- **Your objective**
Even where a record seems odd, copy it exactly as it appears below.

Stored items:
_ _ _ _ _ _ _

PR #437, opened 2024-04-19
fix: 🤔 syn-text-area may throw an error when unmounted too quick

### LINKED ISSUE #435: fix: 🤔 syn-text-area may throw an error when unmounted too quick

- [ ] ~~I can provide a simple, reproducible example of the issue (e.g. via code-sandbox or sample code, ...).~~

# Version

The bug occurred with the following version of the component library: 1.17.0

# Component

The issue arises when using the following component(s): syn-textarea

# Environment

# Description

When unmounting the `<syn-textarea />` from the DOM, there may be an error while cleaning up the the component instance. This stems from the fact that during `disconnectedCallback`, the component tries to unobserve one of its children (`this.input`) from the created `resizeObserver`. As the element is not in the `DOM` anymore, the whole `disconnectedCallback` fails with an `resizeObserver` exception.

This can be prevented if checking for existence of the input field. As this is is critical (e.g. for Karma Tests), I will add the fix in Synergy and also provide a PR at Shoelace.

# Acceptance criteria

- [ ] Textarea tests run fine in Karma

schilchSICKAG:
# Pull Request

## 📖 Description

This PR prevents an error that may appear when removing the `<syn-textarea />` too fast from the DOM. This may especially happen in test frameworks (e.g. Karma), where the current behaviour lead to an error `Uncaught TypeError: Failed to execute 'unobserve' on 'ResizeObserver': parameter 1 is not of type 'Element'. thrown`.

### 🎫 Issues

Closes #435

## 👩‍💻 Reviewer Notes

- I have opted to rewrite the vendorism script in the new style and also add two new utility functions to make it easier in the future: `replaceSection` will replace a section with the same syntax as `removeSection`, whereas `replaceSections` will do the same given an array of replacements.
- There where some dangling css classes that where copied left overs from the input vendorism (prefix and suffix). Those are removed
- The fix is applied, too ;)

## 📑 Test Plan

Unfortunately, I was not able to reproduce this problem on my local machine. However, I have already tested the implementation on a project where the issue arose and can say for sure it does not break after applying the fix.

## ✅ DoD

### DIFF
--- a/packages/components/scripts/vendorism/custom/textarea.vendorism.js
+++ b/packages/components/scripts/vendorism/custom/textarea.vendorism.js
@@ -15,7 +15,6 @@ const FILES_TO_TRANSFORM = [
  */
 const transformComponent = (path, originalContent) => {
   let content = removeSection(originalContent, '/** Draws a filled', 'filled = false;');
-  content = replaceSection(['filled', 'readonly'], content);
 
   content = replaceSections([
     ['filled', 'readonly'],
--- a/packages/components/scripts/vendorism/custom/textarea.vendorism.js
+++ b/packages/components/scripts/vendorism/custom/textarea.vendorism.js
@@ -1,40 +1,80 @@
 import { removeSection } from '../remove-section.js';
+import { replaceSection, replaceSections } from '../replace-section.js';
+
+const FILES_TO_TRANSFORM = [
+  'textarea.component.ts',
+  'textarea.styles.ts',
+  'textarea.test.ts',
+];
+
+/**
+ * Transform the component code
+ * @param {String} path
+ * @param {String} originalContent
+ * @returns
+ */
+const transformComponent = (path, originalContent) => {
+  let content = removeSection(originalContent, '/** Draws a filled', 'filled = false;');
+  content = replaceSection(['filled', 'readonly'], content);
+  return {
+    content,
+    path,
+  };
+};
+
+/**
+ * Transform the components styles
+ * @param {String} path
+ * @param {String} originalContent
+ * @returns
+ */
+const transformStyles = (path, originalContent) => {
+  const content = replaceSections([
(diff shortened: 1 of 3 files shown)


packages/components/scripts/vendorism/replace-section.js
```diff
@@ -0,0 +1,19 @@
+/**
+ * Replace a section of content with a new section
+ * @param {string[]} pair Tuple of search and replace strings
+ * @param {*} content The content to run the replacement in
+ * @returns {string} New content with replacements applied
+ */
+export const replaceSection = ([search, replace], content) => content.replaceAll(search, replace);
+
+/**
+ * Takes an array of section options and applies them via removeSection one by one
```
kirchsuSICKAG, line 10:
```suggestion
 * Takes an array of section options and applies them via replaceSection one by one
```

packages/components/scripts/vendorism/custom/textarea.vendorism.js
```diff
@@ -1,40 +1,92 @@
...
+
+/**
+ * Transform the component code
+ * @param {String} path
+ * @param {String} originalContent
+ * @returns
+ */
+const transformComponent = (path, originalContent) => {
+  let content = removeSection(originalContent, '/** Draws a filled', 'filled = false;');
+  content = replaceSection(['filled', 'readonly'], content);
```
kirchsuSICKAG, line 18: This line can be removed. 
The string is replaced in line 21
```suggestion
```

kirchsuSICKAG (changes requested):

packages/components/scripts/vendorism/custom/textarea.vendorism.js
schilchSICKAG: Leftover from refactoring :(

kirchsuSICKAG (approved):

_ _ _ _ _ _ _

- **Result of the exercise**
PR #437, opened 2024-04-19
fix: 🤔 syn-text-area may throw an error when unmounted too quick

### LINKED ISSUE #435: fix: 🤔 syn-text-area may throw an error when unmounted too quick

- [ ] ~~I can provide a simple, reproducible example of the issue (e.g. via code-sandbox or sample code, ...).~~

# Version

The bug occurred with the following version of the component library: 1.17.0

# Component

The issue arises when using the following component(s): syn-textarea

# Environment

# Description

When unmounting the `<syn-textarea />` from the DOM, there may be an error while cleaning up the the component instance. This stems from the fact that during `disconnectedCallback`, the component tries to unobserve one of its children (`this.input`) from the created `resizeObserver`. As the element is not in the `DOM` anymore, the whole `disconnectedCallback` fails with an `resizeObserver` exception.

This can be prevented if checking for existence of the input field. As this is is critical (e.g. for Karma Tests), I will add the fix in Synergy and also provide a PR at Shoelace.

# Acceptance criteria

- [ ] Textarea tests run fine in Karma

schilchSICKAG:
# Pull Request

## 📖 Description

This PR prevents an error that may appear when removing the `<syn-textarea />` too fast from the DOM. This may especially happen in test frameworks (e.g. Karma), where the current behaviour lead to an error `Uncaught TypeError: Failed to execute 'unobserve' on 'ResizeObserver': parameter 1 is not of type 'Element'. thrown`.

### 🎫 Issues

Closes #435

## 👩‍💻 Reviewer Notes

- I have opted to rewrite the vendorism script in the new style and also add two new utility functions to make it easier in the future: `replaceSection` will replace a section with the same syntax as `removeSection`, whereas `replaceSections` will do the same given an array of replacements.
- There where some dangling css classes that where copied left overs from the input vendorism (prefix and suffix). Those are removed
- The fix is applied, too ;)

## 📑 Test Plan

Unfortunately, I was not able to reproduce this problem on my local machine. However, I have already tested the implementation on a project where the issue arose and can say for sure it does not break after applying the fix.

## ✅ DoD

### DIFF
--- a/packages/components/scripts/vendorism/custom/textarea.vendorism.js
+++ b/packages/components/scripts/vendorism/custom/textarea.vendorism.js
@@ -15,7 +15,6 @@ const FILES_TO_TRANSFORM = [
  */
 const transformComponent = (path, originalContent) => {
   let content = removeSection(originalContent, '/** Draws a filled', 'filled = false;');
-  content = replaceSection(['filled', 'readonly'], content);
 
   content = replaceSections([
     ['filled', 'readonly'],
--- a/packages/components/scripts/vendorism/custom/textarea.vendorism.js
+++ b/packages/components/scripts/vendorism/custom/textarea.vendorism.js
@@ -1,40 +1,80 @@
 import { removeSection } from '../remove-section.js';
+import { replaceSection, replaceSections } from '../replace-section.js';
+
+const FILES_TO_TRANSFORM = [
+  'textarea.component.ts',
+  'textarea.styles.ts',
+  'textarea.test.ts',
+];
+
+/**
+ * Transform the component code
+ * @param {String} path
+ * @param {String} originalContent
+ * @returns
+ */
+const transformComponent = (path, originalContent) => {
+  let content = removeSection(originalContent, '/** Draws a filled', 'filled = false;');
+  content = replaceSection(['filled', 'readonly'], content);
+  return {
+    content,
+    path,
+  };
+};
+
+/**
+ * Transform the components styles
+ * @param {String} path
+ * @param {String} originalContent
+ * @returns
+ */
+const transformStyles = (path, originalContent) => {
+  const content = replaceSections([
(diff shortened: 1 of 3 files shown)


packages/components/scripts/vendorism/replace-section.js
```diff
@@ -0,0 +1,19 @@
+/**
+ * Replace a section of content with a new section
+ * @param {string[]} pair Tuple of search and replace strings
+ * @param {*} content The content to run the replacement in
+ * @returns {string} New content with replacements applied
+ */
+export const replaceSection = ([search, replace], content) => content.replaceAll(search, replace);
+
+/**
+ * Takes an array of section options and applies them via removeSection one by one
```
kirchsuSICKAG, line 10:
```suggestion
 * Takes an array of section options and applies them via replaceSection one by one
```

packages/components/scripts/vendorism/custom/textarea.vendorism.js
```diff
@@ -1,40 +1,92 @@
...
+
+/**
+ * Transform the component code
+ * @param {String} path
+ * @param {String} originalContent
+ * @returns
+ */
+const transformComponent = (path, originalContent) => {
+  let content = removeSection(originalContent, '/** Draws a filled', 'filled = false;');
+  content = replaceSection(['filled', 'readonly'], content);
```
kirchsuSICKAG, line 18: This line can be removed. 
The string is replaced in line 21
```suggestion
```

kirchsuSICKAG (changes requested):

packages/components/scripts/vendorism/custom/textarea.vendorism.js
schilchSICKAG: Leftover from refactoring :(

kirchsuSICKAG (approved):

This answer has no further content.